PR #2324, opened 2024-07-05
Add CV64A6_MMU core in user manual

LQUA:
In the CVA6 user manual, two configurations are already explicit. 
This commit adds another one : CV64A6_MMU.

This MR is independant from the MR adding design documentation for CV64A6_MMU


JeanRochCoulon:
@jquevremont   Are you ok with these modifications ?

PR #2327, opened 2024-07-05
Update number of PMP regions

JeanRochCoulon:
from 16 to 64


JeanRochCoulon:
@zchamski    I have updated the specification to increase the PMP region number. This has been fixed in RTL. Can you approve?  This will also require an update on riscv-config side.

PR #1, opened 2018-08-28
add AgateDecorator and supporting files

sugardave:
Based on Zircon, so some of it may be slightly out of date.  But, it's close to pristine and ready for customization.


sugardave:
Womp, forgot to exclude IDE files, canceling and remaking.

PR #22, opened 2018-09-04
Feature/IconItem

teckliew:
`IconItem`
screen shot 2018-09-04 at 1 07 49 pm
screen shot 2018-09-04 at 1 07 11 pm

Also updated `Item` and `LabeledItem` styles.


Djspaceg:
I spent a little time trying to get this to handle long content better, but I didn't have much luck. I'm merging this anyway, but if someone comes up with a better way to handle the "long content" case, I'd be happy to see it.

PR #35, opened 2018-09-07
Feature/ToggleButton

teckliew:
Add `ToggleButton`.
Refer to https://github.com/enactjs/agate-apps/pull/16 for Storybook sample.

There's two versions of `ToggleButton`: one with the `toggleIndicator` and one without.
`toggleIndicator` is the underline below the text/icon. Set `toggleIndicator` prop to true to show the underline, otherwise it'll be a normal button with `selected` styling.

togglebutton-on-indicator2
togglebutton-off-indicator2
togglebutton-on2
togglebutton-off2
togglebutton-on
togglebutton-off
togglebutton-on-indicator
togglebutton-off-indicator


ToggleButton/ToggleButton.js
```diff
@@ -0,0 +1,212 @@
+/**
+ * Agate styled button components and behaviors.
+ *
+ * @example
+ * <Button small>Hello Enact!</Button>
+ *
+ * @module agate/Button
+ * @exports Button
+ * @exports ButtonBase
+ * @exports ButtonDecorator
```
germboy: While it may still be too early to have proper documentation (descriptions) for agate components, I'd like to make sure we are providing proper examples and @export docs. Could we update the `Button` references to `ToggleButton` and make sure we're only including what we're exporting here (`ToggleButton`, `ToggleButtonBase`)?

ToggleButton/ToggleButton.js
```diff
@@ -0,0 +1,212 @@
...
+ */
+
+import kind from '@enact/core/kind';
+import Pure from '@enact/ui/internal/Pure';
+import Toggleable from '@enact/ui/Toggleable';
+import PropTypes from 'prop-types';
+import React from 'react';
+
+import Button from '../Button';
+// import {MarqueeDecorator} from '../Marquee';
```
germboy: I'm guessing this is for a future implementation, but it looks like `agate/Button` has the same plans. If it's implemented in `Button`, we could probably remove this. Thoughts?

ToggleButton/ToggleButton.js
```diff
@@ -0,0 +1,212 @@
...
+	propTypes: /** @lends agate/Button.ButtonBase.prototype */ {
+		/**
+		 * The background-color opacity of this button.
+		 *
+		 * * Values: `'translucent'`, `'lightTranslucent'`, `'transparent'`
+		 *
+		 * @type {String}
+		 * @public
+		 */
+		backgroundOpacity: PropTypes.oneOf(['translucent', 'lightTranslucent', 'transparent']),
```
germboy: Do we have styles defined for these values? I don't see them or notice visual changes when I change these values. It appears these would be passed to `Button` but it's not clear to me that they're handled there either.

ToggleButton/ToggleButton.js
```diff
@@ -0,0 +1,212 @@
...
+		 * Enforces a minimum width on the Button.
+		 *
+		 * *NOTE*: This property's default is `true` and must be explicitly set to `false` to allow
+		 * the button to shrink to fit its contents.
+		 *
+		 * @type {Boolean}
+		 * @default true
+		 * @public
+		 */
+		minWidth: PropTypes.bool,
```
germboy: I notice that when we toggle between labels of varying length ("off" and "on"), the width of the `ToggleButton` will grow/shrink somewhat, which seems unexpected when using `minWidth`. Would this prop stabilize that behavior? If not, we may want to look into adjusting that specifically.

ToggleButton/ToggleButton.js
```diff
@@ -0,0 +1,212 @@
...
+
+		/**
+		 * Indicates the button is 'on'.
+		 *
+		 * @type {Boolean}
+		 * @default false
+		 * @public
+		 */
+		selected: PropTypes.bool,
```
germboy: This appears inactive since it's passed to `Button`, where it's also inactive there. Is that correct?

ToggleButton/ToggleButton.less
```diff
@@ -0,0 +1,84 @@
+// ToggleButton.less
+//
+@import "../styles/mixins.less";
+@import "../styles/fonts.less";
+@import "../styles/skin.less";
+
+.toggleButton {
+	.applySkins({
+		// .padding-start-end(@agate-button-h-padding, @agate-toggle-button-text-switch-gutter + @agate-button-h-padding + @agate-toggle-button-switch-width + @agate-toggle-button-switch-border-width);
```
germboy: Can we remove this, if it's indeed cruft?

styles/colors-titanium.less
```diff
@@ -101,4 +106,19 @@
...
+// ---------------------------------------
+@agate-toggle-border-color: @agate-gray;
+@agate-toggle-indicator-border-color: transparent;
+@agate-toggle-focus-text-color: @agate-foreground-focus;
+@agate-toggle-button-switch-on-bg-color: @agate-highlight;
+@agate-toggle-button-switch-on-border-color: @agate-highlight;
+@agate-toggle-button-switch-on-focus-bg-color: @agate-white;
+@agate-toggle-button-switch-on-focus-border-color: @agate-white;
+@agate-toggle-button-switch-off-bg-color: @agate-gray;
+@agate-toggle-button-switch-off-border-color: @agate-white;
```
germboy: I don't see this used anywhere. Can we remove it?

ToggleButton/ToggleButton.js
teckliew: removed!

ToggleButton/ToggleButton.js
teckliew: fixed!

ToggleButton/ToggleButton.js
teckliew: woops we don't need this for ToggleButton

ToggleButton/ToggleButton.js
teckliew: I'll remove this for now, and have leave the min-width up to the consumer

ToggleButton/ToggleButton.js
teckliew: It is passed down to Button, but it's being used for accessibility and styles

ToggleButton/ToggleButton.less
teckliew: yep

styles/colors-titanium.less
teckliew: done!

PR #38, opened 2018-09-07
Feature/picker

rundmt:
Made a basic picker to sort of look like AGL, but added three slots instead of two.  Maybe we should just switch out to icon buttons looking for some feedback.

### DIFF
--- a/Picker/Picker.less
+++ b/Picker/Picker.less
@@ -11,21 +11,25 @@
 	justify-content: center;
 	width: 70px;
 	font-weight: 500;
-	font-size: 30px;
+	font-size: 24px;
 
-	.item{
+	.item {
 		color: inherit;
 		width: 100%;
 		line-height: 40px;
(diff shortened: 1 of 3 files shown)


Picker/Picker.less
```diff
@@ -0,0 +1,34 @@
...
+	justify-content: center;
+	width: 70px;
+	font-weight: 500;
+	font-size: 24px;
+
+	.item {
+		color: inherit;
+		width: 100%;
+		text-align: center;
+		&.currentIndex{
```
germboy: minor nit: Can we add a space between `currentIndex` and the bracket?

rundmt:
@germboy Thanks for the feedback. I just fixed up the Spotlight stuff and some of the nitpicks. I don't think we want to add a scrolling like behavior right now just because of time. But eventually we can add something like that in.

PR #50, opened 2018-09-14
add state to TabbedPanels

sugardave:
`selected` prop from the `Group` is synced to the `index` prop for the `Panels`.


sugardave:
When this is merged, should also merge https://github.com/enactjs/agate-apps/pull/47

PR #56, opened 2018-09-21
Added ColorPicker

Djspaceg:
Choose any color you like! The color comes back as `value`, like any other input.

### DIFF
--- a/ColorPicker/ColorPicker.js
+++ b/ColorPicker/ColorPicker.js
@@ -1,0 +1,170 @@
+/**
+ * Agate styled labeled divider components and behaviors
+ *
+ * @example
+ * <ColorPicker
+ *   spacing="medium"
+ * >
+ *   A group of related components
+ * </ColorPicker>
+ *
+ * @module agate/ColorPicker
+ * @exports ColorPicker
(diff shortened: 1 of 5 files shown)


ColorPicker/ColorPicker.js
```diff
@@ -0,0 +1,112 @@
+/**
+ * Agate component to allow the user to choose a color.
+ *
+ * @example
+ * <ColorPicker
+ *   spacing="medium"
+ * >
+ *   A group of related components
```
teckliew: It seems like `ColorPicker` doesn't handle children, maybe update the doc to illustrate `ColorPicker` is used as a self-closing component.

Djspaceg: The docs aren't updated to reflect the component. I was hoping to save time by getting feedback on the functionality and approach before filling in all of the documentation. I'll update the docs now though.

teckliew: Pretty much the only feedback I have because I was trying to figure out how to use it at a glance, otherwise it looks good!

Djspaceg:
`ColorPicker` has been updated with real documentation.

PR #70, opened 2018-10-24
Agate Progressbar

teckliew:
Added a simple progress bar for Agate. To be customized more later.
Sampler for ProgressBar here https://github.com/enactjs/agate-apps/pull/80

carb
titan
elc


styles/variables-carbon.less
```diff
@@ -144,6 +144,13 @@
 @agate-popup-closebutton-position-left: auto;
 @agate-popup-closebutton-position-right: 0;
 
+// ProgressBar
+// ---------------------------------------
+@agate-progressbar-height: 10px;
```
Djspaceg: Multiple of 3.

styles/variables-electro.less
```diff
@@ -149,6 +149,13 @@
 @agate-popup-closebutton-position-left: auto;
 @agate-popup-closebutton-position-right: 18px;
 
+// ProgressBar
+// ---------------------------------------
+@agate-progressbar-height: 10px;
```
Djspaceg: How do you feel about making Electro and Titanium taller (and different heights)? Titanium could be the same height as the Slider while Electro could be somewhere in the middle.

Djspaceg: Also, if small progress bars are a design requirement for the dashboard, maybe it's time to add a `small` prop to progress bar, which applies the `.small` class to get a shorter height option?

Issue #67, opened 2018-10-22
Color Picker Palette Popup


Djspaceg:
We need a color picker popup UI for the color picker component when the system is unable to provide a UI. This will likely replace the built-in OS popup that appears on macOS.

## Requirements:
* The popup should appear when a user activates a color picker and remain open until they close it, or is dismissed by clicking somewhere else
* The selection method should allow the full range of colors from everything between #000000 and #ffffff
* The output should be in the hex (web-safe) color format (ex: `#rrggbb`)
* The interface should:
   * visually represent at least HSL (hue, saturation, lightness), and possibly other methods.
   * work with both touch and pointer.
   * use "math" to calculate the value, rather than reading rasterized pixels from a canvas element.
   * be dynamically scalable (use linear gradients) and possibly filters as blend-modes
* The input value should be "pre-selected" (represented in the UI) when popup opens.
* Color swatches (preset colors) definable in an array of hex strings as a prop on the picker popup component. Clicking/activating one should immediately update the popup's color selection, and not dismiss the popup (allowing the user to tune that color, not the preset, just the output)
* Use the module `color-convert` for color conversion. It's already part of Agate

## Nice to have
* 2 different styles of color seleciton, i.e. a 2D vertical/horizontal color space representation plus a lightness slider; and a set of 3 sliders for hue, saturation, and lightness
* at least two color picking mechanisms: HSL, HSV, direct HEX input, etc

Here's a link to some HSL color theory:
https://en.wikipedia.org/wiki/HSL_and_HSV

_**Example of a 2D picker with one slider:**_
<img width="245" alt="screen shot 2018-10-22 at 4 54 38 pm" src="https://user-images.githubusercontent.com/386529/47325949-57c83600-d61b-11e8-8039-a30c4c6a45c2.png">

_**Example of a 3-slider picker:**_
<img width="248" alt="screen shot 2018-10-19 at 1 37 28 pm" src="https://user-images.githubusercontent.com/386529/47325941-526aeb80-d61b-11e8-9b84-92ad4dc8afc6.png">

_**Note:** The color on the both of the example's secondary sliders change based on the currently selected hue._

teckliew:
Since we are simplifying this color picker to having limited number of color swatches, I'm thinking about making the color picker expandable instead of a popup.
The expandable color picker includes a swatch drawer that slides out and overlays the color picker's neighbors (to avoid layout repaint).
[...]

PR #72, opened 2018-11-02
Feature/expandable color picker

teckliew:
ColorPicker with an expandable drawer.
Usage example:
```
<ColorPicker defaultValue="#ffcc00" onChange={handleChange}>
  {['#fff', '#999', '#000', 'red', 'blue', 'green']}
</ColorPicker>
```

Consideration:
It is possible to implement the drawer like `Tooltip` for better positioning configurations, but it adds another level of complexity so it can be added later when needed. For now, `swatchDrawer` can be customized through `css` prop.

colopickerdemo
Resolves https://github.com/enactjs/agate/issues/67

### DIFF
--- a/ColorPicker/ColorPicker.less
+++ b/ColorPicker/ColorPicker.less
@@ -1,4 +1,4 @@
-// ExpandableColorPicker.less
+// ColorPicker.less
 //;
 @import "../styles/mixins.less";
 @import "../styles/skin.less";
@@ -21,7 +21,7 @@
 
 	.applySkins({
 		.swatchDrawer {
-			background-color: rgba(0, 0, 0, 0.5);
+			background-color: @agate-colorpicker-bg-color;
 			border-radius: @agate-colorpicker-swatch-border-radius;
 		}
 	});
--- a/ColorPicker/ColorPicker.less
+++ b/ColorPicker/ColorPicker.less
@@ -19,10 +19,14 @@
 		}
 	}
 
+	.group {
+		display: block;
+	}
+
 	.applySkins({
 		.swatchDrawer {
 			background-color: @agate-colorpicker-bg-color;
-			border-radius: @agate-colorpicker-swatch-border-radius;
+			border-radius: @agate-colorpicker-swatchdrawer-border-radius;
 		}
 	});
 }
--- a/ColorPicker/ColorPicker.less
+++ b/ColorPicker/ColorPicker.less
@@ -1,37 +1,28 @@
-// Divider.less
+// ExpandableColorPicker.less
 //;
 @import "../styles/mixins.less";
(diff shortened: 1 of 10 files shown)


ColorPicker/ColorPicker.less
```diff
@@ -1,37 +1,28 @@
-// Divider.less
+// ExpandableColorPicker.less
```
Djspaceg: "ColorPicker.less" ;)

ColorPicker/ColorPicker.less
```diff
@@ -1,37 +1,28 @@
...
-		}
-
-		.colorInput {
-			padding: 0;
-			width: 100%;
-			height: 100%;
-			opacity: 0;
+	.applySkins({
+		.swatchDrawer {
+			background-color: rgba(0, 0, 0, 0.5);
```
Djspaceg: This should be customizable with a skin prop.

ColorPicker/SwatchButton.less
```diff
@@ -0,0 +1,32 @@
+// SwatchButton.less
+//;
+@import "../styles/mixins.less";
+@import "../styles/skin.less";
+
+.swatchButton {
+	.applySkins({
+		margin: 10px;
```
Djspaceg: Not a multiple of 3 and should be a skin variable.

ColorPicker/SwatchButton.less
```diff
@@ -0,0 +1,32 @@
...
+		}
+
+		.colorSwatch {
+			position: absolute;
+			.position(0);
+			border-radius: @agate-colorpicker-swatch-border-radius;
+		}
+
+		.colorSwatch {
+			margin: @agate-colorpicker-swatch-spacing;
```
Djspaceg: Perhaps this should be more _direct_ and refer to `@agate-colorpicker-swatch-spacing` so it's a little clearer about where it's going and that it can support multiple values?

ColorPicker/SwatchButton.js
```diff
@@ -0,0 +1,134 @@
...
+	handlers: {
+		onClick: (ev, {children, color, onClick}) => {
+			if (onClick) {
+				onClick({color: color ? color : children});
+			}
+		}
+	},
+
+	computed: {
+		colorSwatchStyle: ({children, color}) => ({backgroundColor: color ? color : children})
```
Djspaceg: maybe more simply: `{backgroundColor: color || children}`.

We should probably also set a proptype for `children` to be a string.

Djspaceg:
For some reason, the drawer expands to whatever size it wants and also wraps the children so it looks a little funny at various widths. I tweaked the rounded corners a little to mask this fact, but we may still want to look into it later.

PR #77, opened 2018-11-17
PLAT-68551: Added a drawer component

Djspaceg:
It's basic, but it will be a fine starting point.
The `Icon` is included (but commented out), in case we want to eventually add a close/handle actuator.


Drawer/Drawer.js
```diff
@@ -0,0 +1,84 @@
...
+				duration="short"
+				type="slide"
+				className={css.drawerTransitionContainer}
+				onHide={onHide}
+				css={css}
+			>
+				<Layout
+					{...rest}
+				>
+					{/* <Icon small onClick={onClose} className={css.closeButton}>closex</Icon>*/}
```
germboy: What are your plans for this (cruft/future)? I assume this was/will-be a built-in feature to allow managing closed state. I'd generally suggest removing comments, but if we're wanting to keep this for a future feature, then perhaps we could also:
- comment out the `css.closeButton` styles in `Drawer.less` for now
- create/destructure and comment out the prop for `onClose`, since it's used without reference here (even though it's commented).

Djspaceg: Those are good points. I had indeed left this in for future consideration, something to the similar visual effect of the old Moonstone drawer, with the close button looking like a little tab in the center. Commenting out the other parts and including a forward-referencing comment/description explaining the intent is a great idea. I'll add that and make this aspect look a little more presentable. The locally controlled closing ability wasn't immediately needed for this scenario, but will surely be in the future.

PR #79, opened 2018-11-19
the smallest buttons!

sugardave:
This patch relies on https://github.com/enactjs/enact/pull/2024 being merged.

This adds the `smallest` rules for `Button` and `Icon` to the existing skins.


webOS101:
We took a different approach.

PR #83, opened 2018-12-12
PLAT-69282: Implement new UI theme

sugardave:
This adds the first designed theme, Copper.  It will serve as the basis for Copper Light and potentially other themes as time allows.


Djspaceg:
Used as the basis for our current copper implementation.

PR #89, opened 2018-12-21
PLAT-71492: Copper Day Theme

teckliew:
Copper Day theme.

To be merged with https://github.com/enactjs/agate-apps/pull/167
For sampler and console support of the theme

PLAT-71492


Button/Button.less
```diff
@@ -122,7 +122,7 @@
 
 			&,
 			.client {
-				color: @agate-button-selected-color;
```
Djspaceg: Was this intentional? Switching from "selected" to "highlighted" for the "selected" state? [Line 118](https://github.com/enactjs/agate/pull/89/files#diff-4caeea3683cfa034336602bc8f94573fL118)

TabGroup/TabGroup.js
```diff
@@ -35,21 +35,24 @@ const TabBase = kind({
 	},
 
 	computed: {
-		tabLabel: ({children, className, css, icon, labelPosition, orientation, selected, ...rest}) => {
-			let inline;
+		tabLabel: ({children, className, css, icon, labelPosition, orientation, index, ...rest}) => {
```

■ Required action: The lines above from the one with "teckliew: fixed!" through the one with "--- a/Picker/Picker.less" are to be duplicated exactly, ends included, with nothing added.

■ Result below:
teckliew: fixed!

ToggleButton/ToggleButton.js
teckliew: woops we don't need this for ToggleButton

ToggleButton/ToggleButton.js
teckliew: I'll remove this for now, and have leave the min-width up to the consumer

ToggleButton/ToggleButton.js
teckliew: It is passed down to Button, but it's being used for accessibility and styles

ToggleButton/ToggleButton.less
teckliew: yep

styles/colors-titanium.less
teckliew: done!

PR #38, opened 2018-09-07
Feature/picker

rundmt:
Made a basic picker to sort of look like AGL, but added three slots instead of two.  Maybe we should just switch out to icon buttons looking for some feedback.

### DIFF
--- a/Picker/Picker.less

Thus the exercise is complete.